15 mai (Reuters) - Etihad Airways a répliqué jeudi aux allégations des compagnies aériennes américaines selon lesquelles elle reçoit des subventions, accusant ces dernières d'avoir reçu pour leur part plus de 70 milliards de dollars (62 milliards d'euros) d'aides publiques depuis 2000, dans le cadre surtout de procédures de protection contre les faillites et de garantie des retraites.

La compagnie basée à Abou Dhabi a exposé ses griefs alors même que le législateur presse Washington de prendre position sur ce dossier, Etihad, Emirates et Qatar Airways étant soupçonnées par les compagnies américaines d'avoir reçu à elles trois plus de 40 milliards de dollars de subventions.

Les compagnies du Golfe ont démenti et Etihad a affirmé qu'elle ne faisait que recevoir des fonds propres et des prêts de son seul actionnaire, l'émirat d'Abou Dhabi.

Risk Advisory Group, le cabinet de conseil engagé par Etihad, a étudié des données concernant Delta Air Lines, United Continental Holdings, American Airlines, ainsi que les compagnies avec lesquelles elles ont fusionné, pour arriver à ce montant de 70 milliards de dollars.

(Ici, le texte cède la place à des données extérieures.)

PR #7038, opened 2020-05-06
Fix translation error

luciopileggi:


agjohnson:
Hi @luciopileggi! We managed all of our translation changes using Transifex. Could you migrate this change there so the team there can help?

ericholscher:
Closing this since they should go to transifex, thanks for the contribution!

PR #4585, opened 2018-08-29
Respect user language when caching homepage

agjohnson:
Previously it was using the first language that hit the page to cache.

Fixes #4582

PR #7049, opened 2020-05-08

"Nous souhaitons simplement mettre en avant le fait que les compagnies américaines ont bénéficié et continuent de bénéficier d'un régime juridique très favorable" a déclaré Jim Callaghan, le directeur juridique d'Etihad, dans un communiqué.

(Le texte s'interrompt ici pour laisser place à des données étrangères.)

PR #7083, opened 2020-05-14
Document HSTS support

### LINKED ISSUE #7062: Document HSTS support
We now have the ability to configure HSTS for a hosted domain. It's currently an admin-only option, but we should document that it's available via an email to support.

Refs https://github.com/readthedocs/readthedocs.org/issues/6984

davidfischer:
Fixes #7062

### DIFF
--- a/docs/custom_domains.rst
+++ b/docs/custom_domains.rst
@@ -99,6 +99,19 @@ You can also host your documentation from your own domain.
 
          .. _Amazon CAA guide: https://docs.aws.amazon.com/acm/latest/userguide/setup-caa.html
 
+Strict Transport Security
++++++++++++++++++++++++++
+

Les compagnies aériennes américaines s'en défendent.

"La procédure (de protection contre les faillites) du Chapitre 11 n'est pas une 'subvention' au sens où le droit du commerce international la définit", a déclaré jeudi Jill Zuckman, porte-parole de la coalition syndicale des compagnies aériennes américaines connue sous le nom de "Partnership for Open & Fair Skies" (partenariat pour un ciel ouvert et juste).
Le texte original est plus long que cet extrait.